On Assassination Attempts and Infamy
This week, President Donald Trump experienced his third assassination attempt in the last two years. On Saturday night, the annual White House Correspondents’ Association (WHCA) dinner ended prematurely when an armed man rushed a security checkpoint, firing gunshots in the process. Within hours, news sites around the world were publishing photographs and details of the assailant, including the particulars of his written manifesto.
It’s the way these stories almost always go. Whenever a sensational crime is committed, the media rush to report every possible detail of the offender; from their family history, to their political affiliations, to their online activities. There’s a certain voyeurism to it – no doubt fueled by our dark fascination with how ordinary people can come to do extraordinarily terrible things. Our “true crime” obsession now means that this exposure can extend far beyond the standard news circle.
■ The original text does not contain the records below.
PR #290, opened 2020-04-15
OSD-3286 Extended dedicated-admin support for non-ccs customers using another label

rogbas:
https://issues.redhat.com/browse/OSD-3286

Adding independent `extended-dedicated-admin` label, using the new OR functionality on the `sss-config.yaml` file


jewzaam:
/lgtm

Added more done criteria around managing the old SSS if necessary.

PR #293, opened 2020-04-17
Support ClusterRole label changes in OCP 4.3.12+

jewzaam:
https://issues.redhat.com/browse/OSD-3431

Labels applied by OLM to ClusterRoles for CR RBAC changed.
This uses a different approach and fixes a gap for extended dedicated-admin when operators are installed in a customer namespace.


jewzaam:
Caused by https://github.com/operator-framework/operator-lifecycle-manager/pull/1348

PR #295, opened 2020-04-20
OSD-3429 loop for consistency in cluster_upgrade

mrbarge:
Commit c6554aced769b7d3d197ecb5ccc1c944c3521a2f unfortunately still had issues with pre-emptively declaring a cluster upgraded whilst nodes were yet to be upgraded.

This commit is by no means a great solution but attempts to overcome that problem by performing the check of the aforementioned commit N times until all N tries report consistent information. This change was successfully tested on a staging cluster going from 4.3.0 to 4.3.12 and behaved as expected.

### DIFF
--- a/scripts/cluster-upgrade.sh
+++ b/scripts/cluster-upgrade.sh
@@ -17,6 +17,11 @@ PD_MAINT_BASE_INFRA_COUNT=3
 # additional time to upgrade per node beyond the base count
 PD_MAINT_ADDITIONAL_NODE_MIN=8
 
+# minimum number of times the cluster must report consistent version state before proceeding
+CONSISTENT_STATE_REQUIRED_COUNT=5
+# seconds to wait in-between consistent state checks
+CONSISTENT_STATE_WAIT=60
+
 OCP_VERSION_FROM=$1
 OCP_VERSION_TO=$2
 CLUSTER_NAMES=${@:3}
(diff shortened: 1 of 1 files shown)


scripts/cluster-upgrade.sh
```diff
@@ -327,24 +332,30 @@ upgrade() {
         teardown_maintenance_window $OCM_NAME $CD_NAMESPACE $CD_NAME "$PD_MAINT_DESCRIPTION_BASE"
     fi
 
-    # log current state
-    log $OCM_NAME "upgrade" "nodes upgraded: $MACHINE_COUNT_UPGRADED/$MACHINE_COUNT_ALL"
-
-    # make sure all nodes run same kubelet version
-    while [ $MACHINE_COUNT_UPGRADED -lt $MACHINE_COUNT_ALL ];
+    # only consider the upgrade done if we a successful run of consistent state reporting,
```
2uasimojo, line 335: s/if we a/if we have a/ ?

scripts/cluster-upgrade.sh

The Zodiac Killer had their own movie, while Jeffrey Dahmer got an entire television series.
But is this the right move? Should we rush to cement the infamy of serious offenders?
Compare the above examples with the mosque attacks that occurred in Christchurch, New Zealand in 2019. Two consecutive mass shootings saw a single gunman kill 51 individuals and injure 40 more. Who was that gunman? Few in New Zealand know – or care to. This largely stems from what has been referred to as an “explicit moral choice” by New Zealand media to provide no infamy to the killer. As Professor Susanna Every-Palmer has since noted:
“The shooter’s actions suggested a man seeking maximum exposure. The media, presumably repelled by the blatant solicitation of their attention, appears to have baulked at providing him with what he sought.”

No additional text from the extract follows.